* **Exercise objective**: In the data below, find every line that has the string "there", and copy it.

Data records:

——————

PR #33, opened 2019-08-27
Reduce target priority upon term increment

greensky00:
* Previously we decay target priority on election timeout, but that
is not sufficient if there is an aggressive node which sends vote
request continuously. Then voters will reset their timer and never
face election timeout, thus we end up with endless leader election.

* To avoid such issue, we reduce the target priority on term increment
as well. Term increment when there is no heartbeat most likely implies
no leader has been elected in previous term.

* Added test case.

### DIFF
--- a/src/raft_server.cxx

——————

* **Worked solution**:
is not sufficient if there is an aggressive node which sends vote
as well. Term increment when there is no heartbeat most likely implies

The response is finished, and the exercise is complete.